# Spring Jazz Brunch 4-17-11



## FishnLane (Oct 1, 2007)

i got inspired by Lane/Aprils post. Let's do a spring brunch!!! I'll host the event. 4-17-11 Sunday (Palm Sunday). Bring a brunch dish and a bottle of champaign and/or OJ. 11:00 to 2:00. I am so filled with spring fever...want to join with special friends to celebrate the wonderful season!! 1676 College Parkway Gulf Breeze in Polynesian Isles. Remember, parking is the pits. I have grill and availability for anyone who wants to be chef for omelets etc. The sky is the limit.
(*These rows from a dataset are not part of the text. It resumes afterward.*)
PR #4226, opened 2023-08-31
initial commit for derived jobs_by_organization table for mozdata, sh…

Marlene-M-Hirose:
…ared_prod, marketing_prod, bq_data_science projects

PR adds query.py, schema.yaml and metadata.yaml files. This job pulls data from  "mozdata", "moz-fx-data-shared-prod", "moz-fx-data-marketing-prod", "moz-fx-data-bq-data-science" region-us.INFORMATION_SCHEMA.JOBS_BY_ORGANIZATION tables and puts it into one table that can be queried in the BQ console

┆Issue is synchronized with this [Jira Task](https://mozilla-hub.atlassian.net/browse/DENG-1454)


whd (changes requested):
There has been persistent confusion about the role of `PROJECT_ID` in [`JOBS_BY_ORGANIZATION`](https://cloud.google.com/bigquery/docs/information-schema-jobs-by-organization). I mentioned it when reviewing https://github.com/mozilla/bigquery-etl/pull/3978#discussion_r1254863914, but essentially, the docs don't do a great job of of telling you that querying all of the following views will produce the exact same result:

```
    mozdata.region-us.INFORMATION_SCHEMA.JOBS_BY_ORGANIZATION,
    moz-fx-data-shared-prod.region-us.INFORMATION_SCHEMA.JOBS_BY_ORGANIZATION,
    moz-fx-data-marketing-prod.region-us.INFORMATION_SCHEMA.JOBS_BY_ORGANIZATION,
    moz-fx-data-bq-data-science.region-us.INFORMATION_SCHEMA.JOBS_BY_ORGANIZATION
    `region-us`.INFORMATION_SCHEMA.JOBS_BY_ORGANIZATION
```

i.e. the `PROJECT_ID` field is used only to determine what project to run the query from and has no other use; it can be omitted entirely (the docs simply mention the id is optional). What you need to do in order to limit the output of these queries to only those jobs that reference tables in the data platform is to filter in the query to rows whose `project_id`,`destination_table` or at least one of the `referenced_tables` include a project id among the four listed projects. I believe the aforementioned PR ending up doing that so you can probably use that as a basis for the table here: you should only need to run one query and not one for each project.

Marlene-M-Hirose:
Right. So add this section?

        WHERE
          (project_id IN UNNEST({DEFAULT_PROJECTS})
            OR referenced_tables.project_id IN UNNEST({DEFAULT_PROJECTS})
            OR destination_table.project_id IN UNNEST({DEFAULT_PROJECTS}))

sql/moz-fx-data-shared-prod/monitoring_derived/jobs_by_organization_v1/query.py
```diff
@@ -0,0 +1,99 @@
...
+          query_info.query_hashes.normalized_literals,
+          query_info.performance_insights,
+          transferred_bytes,
+          materialized_view_statistics,
+          DATE(creation_time) as creation_date
+        FROM
+          `{project}.region-us.INFORMATION_SCHEMA.JOBS_BY_ORGANIZATION`
+        WHERE
+          DATE(creation_time) = '{date}'
+          AND (t1.project_id IN UNNEST({DEFAULT_PROJECTS})
```
whd, line 71: It appears the `bigquery_usage_v2` table uses:
```sql
        FROM
          `{project}.region-us.INFORMATION_SCHEMA.JOBS_BY_ORGANIZATION` AS t1
        LEFT JOIN
          UNNEST(referenced_tables) AS referenced_tables
```

which is why `t1` exists in that query but not here. If I were writing this I would probably write something like:
```sql
AND (project_id IN UNNEST({DEFAULT_PROJECTS})
OR EXISTS(SELECT * FROM UNNEST(referenced_tables) AS x WHERE x.project_id IN UNNEST({DEFAULT_PROJECTS}))
OR destination_table.project_id IN UNNEST({DEFAULT_PROJECTS}))
 ```
to match the upstream `JOBS_BY_ORGANIZATION` as closely as possible, but I'm not a SQL expert.

File: dags.yaml [hunk 2]
```diff
@@ -1179,3 +1179,24 @@ bqetl_default:
   tags:
     - impact/tier_3
     - triage/no_triage
+
```
whd, line 1182: Does this need to be in a separate DAG from `bqetl_monitoring`?

sql/moz-fx-data-shared-prod/monitoring_derived/jobs_by_organization_v1/query.py
```diff
@@ -0,0 +1,99 @@
+#!/usr/bin/env python3
+
+"""
+
+Put data from the projects below into a table.
+
+  mozdata.region-us.INFORMATION_SCHEMA.JOBS_BY_ORGANIZATION,
```
whd, line 7: See previous comment about simplifying this since JOBS_BY_ORGANIZATION is the same no matter which project is used to query it.

whd (commented):
Disclaimer: while I was reviewing this a couple of commits were pushed so some of the things I wrote might be out of date.

dags.yaml
Marlene-M-Hirose: probably not, I will move it

Marlene-M-Hirose: DAG moved

sql/moz-fx-data-shared-prod/monitoring_derived/jobs_by_organization_v1/query.py
Marlene-M-Hirose: I've updated the code to what you have written with a change in the reference table name. Thinking if there is a clearer way to write it

sql/moz-fx-data-shared-prod/monitoring_derived/jobs_by_organization_v1/query.py
```diff
@@ -0,0 +1,93 @@
...
+            (
+              project_id IN UNNEST({DEFAULT_PROJECTS}
+              )
+            OR EXISTS
+            (
+              SELECT * FROM UNNEST(referenced_tables) AS ref_tables
+                WHERE ref_tables.project_id IN UNNEST({DEFAULT_PROJECTS})
+                )
+            OR (destination_table.project_id IN UNNEST({DEFAULT_PROJECTS}))
+            )
```
whd, line 69: I think there's one more missing `)` to balance this expression.

whd (approved):
r+wc

I ran `create_query` locally and pasted the SQL into the BQ console. Apart from needing one more `)` the query was valid.

sql/moz-fx-data-shared-prod/monitoring_derived/jobs_by_organization_v1/query.py
```diff
@@ -48,8 +48,8 @@ def create_query(date, project):
           total_slot_ms ,
           transaction_id,
           user_email,
-          query_info.resource_warning ,
-          query_info.query_hashes.normalized_literals,
+          query_info.resource_warning as query_info_resource_warning,
+          query_info.query_hashes_normalized_literals as query_info_query_hashes_normalized_literals,
```
whd, line 52: It looks like this was changed after I ran my test query and r+'d the PR. This first identifier should probably be `query_info.query_hashes.normalized_literals `

PR #4232, opened 2023-09-01
Add markers to check cli command to differentiate DQ warnings from failures

alekhyamoz:
The PR is WIP. 
With the current implementation of ETL data checks, the failure in DQ checks will stop the downstream tasks in the Airflow DAG from executing. 
This PR  enables the addition of checks as warnings, that will allow downstream tasks to run.

Pending-
Add the correct dependency between checks, warnings, and downstream tasks.

Checklist for reviewer:


bigquery_etl/query_scheduling/generate_airflow_dags.py
```diff
@@ -95,16 +95,41 @@ def get_dags(project_id, dags_config):
...
-                        tasks.append(checks_task)
-                        task_ref = TaskRef(
-                            dag_name=task.dag_name,
-                            task_id=task.task_name,
-                        )
-                        checks_task.upstream_dependencies.append(task_ref)
+                        with open(checks_file, "r") as file:
+                            file_contents = file.read()
+                        # check if file contains fail and warn and create checks task accordingly
+                        if "#fail" in file_contents:
```
kik-kik, line 101: Would it be useful to add some sort of delimiter to the checks list in `checks.sql` so that we could do a split and then bucket error checks separately from "warning" (soft fail) checks. so that we could run them as two separate tasks? This would allow us to run "warning" checks prior to running error checks?

bigquery_etl/query_scheduling/generate_airflow_dags.py
```diff
@@ -95,16 +95,41 @@ def get_dags(project_id, dags_config):
...
+                                )
+                            )
+                            tasks.append(checks_warn_task)
+                            task_ref = TaskRef(
+                                dag_name=task.dag_name,
+                                task_id=task.task_name,
+                            )
+                            checks_warn_task.upstream_dependencies.append(task_ref)
                     tasks.append(task)
+            print(tasks)
```
scholtzan, line 132:
```suggestion
```

bigquery_etl/query_scheduling/generate_airflow_dags.py
scholtzan: I guess currently we assume that if no marker is not specified for a test then `#fail` should be the default. So there could be files that have no `#fail` explicitly in them, but still a bunch of checks that should fail.

bigquery_etl/query_scheduling/generate_airflow_dags.py
```diff
@@ -95,16 +95,41 @@ def get_dags(project_id, dags_config):
...
+                                    is_check_task_fail,
+                                    dag_collection=dag_collection,
+                                )
+                            )
+                            tasks.append(checks_warn_task)
+                            task_ref = TaskRef(
+                                dag_name=task.dag_name,
+                                task_id=task.task_name,
+                            )
+                            checks_warn_task.upstream_dependencies.append(task_ref)
```
scholtzan, line 130: We could probably rewrite this a bit to something like:

```suggestion
                        is_check_task_fail = True
                        if "#warn" in file_contents:
                             is_check_task_fail = False
                             
                         checks_task = copy.deepcopy(
                                Task.of_dq_check(
                                    checks_file,
                                    is_check_task_fail,
                                    dag_collection=dag_collection,
                                )
                            )
                            tasks.append(checks_task)
                            task_ref = TaskRef(
                                dag_name=task.dag_name,
                                task_id=task.task_name,
                            )
                            checks_task.upstream_dependencies.append(task_ref)
                           
```

This will always create a task for `fail` even if there are none specified, but I think that's alright for now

BRING IT ON!!!


----------



## FishnLane (Oct 1, 2007)

I spoke to several folks..and to answer a few questions. 
YES: it is rain or shine.
BRING: anything....it doesn't matter if we have duplicates. What do WE NOT eat??
DATE: this Sunday(Palm Sunday) from about 11 to 2ish. YES can come after church.
DRESS: who cares?>?>?

Let's Celebrate SPRING...the return to FISH'N.

call if questions or p.m> 207-0933


----------



## bigcat1967 (Mar 19, 2011)

Geez - Looks like I missed another one - but hey - it's in Florida...

Hope you guys had fun!


----------